(Collected data)
::::

PR #1061, opened 2026-08-07
fix(tests): stop the postgres fixtures from killing concurrent test runs

fporcari:
refs #550 #549

### 1. The fixture kills other people's databases

`gnrpy/tests/sql/common.py:67`, inside `get_pg_config()`:

```python
subprocess.run(['pkill', '-f', 'postgres.*tmp'], capture_output=True)
```

`postgres.*tmp` matches the command line of **every** `testing.postgresql` instance on the
machine, not just a stale one belonging to this session — the data directory is always
`<tmpdir>/data`, and the binary path itself contains `postgres`. Every call to
`get_pg_config()` therefore tears down the databases of every test run already in flight.

Measured directly: start an instance, then run the pattern.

::::

• Work task: Wherever the word "databases" appears in the data, return the whole line.

• Completed exercise:
### 1. The fixture kills other people's databases
`get_pg_config()` therefore tears down the databases of every test run already in flight.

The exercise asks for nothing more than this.